«La Biblia es un libro escrito por unos pocos, para controlar el poder», me decía de modo superficial, un interlocutor no hace mucho tiempo. Podemos considerar esta maravillosa biblioteca que es la Biblia un mero producto de la invención humana, con altas cumbres de sabiduría, eso sí, pero creación humana sin más.

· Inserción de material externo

PR #38, opened 2017-09-13
Fix content m2

landonreed:
This PR fixes miscellaneous issues with UI organization, text content, and formatting.

Created on behalf of @demory.

### DIFF
--- a/lib/util/profile.js
+++ b/lib/util/profile.js
@@ -16,13 +16,13 @@ export function filterProfileOptions (options) {
 
 /** profileOptionsToItineraries **/
 
-export function profileOptionsToItineraries (options) {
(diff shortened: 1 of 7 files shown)


lib/util/profile.js
```diff
@@ -73,7 +73,7 @@ function optionToItinerary (option) {
         duration: walkOnTime,
         transitLeg: false,
         from: {
-          name: 'Origin'
+          name: locationString(query && query.from.name, 'Destination')
```
landonreed: @demory I would suggest that we put `query.from.name` and `query.to.name` into variables -- for clarity in the code and to make the whole thing less verbose.  These values are used a number of times in this function.

PR #638, opened 2022-07-19
Remove velocity

daniel-heppner-ibigroup:
Velocity-react library is no longer maintained. I've replaced it with a very simple new library called react animate height that has types, hooks, and is being updated. https://www.npmjs.com/package/react-animate-height

### DIFF
--- a/lib/components/viewers/RouteRow.js
+++ b/lib/components/viewers/RouteRow.js
@@ -121,15 +121,15 @@ export class RouteRow extends PureComponent {
     }
   }
 
+  // Used to ensure details are visible until animation completes
+  setNewHeight = (newHeight) => {
+    this.setState({ newHeight })
+  }
+
   render() {
     const { intl, isActive, operator, route } = this.props
     const { newHeight } = this.state
     const { ModeIcon } = this.context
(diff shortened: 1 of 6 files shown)


daniel-heppner-ibigroup:
Percy is catching the mysterious disappearing stop icons.

lib/components/viewers/RouteRow.js
```diff
@@ -122,8 +123,14 @@ export class RouteRow extends PureComponent {
 
   render() {
     const { intl, isActive, operator, route } = this.props
+    const { newHeight } = this.state
     const { ModeIcon } = this.context
 
+    // Used to ensure details are visible until animation completes
+    const setNewHeight = (newHeight) => {
+      this.setState({ newHeight })
+    }
```
binh-dam-ibigroup, line 132: Move this to a class method.

binh-dam-ibigroup (approved):
Just one small change but otherwise looks good.

miles-grant-ibigroup (approved):
No noticeable difference and bundle size is down (a tiny bit)

Thanks for the changes!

Hay otro camino. El de recordar que durante mil quinientos años, más de cuarenta autores de trasfondo social desigual han coincidido sorprendentemente en el mensaje, han producido una obra sin igual en la historia, en la que, en contra de la literatura contemporánea a los escritos bíblicos, no se ocultan las miserias de los que parecen ser héroes en ocasiones y que lejos de ser mitos, son en realidad desmitificadores; relatos que hablan a lo profundo del hombre desde siempre, y un texto que reclama para sí una autoría superior, un soplo divino que ha inspirado a los autores sin anularlos (). Cabe, pues, considerar a la Biblia como lo que ella misma dice ser: una carta abierta de Dios a la humanidad en la que se nos cuenta la historia de un Dios trascendente que nos creó, nos ama y se nos manifiesta en la persona de Jesús de Nazaret, el Mesías prometido desde los inicios, quien muere en una cruz para salvar a todo aquel que crea en Él () y que ha sellado su verdad, deidad y victoria al dejar la tumba vacía.
Podemos, sobre todo, rebelarnos ante conocerla de oídas y abrir por tanto sus páginas para descubrir por nosotros mismos, lo que en ella Dios tiene que decirnos.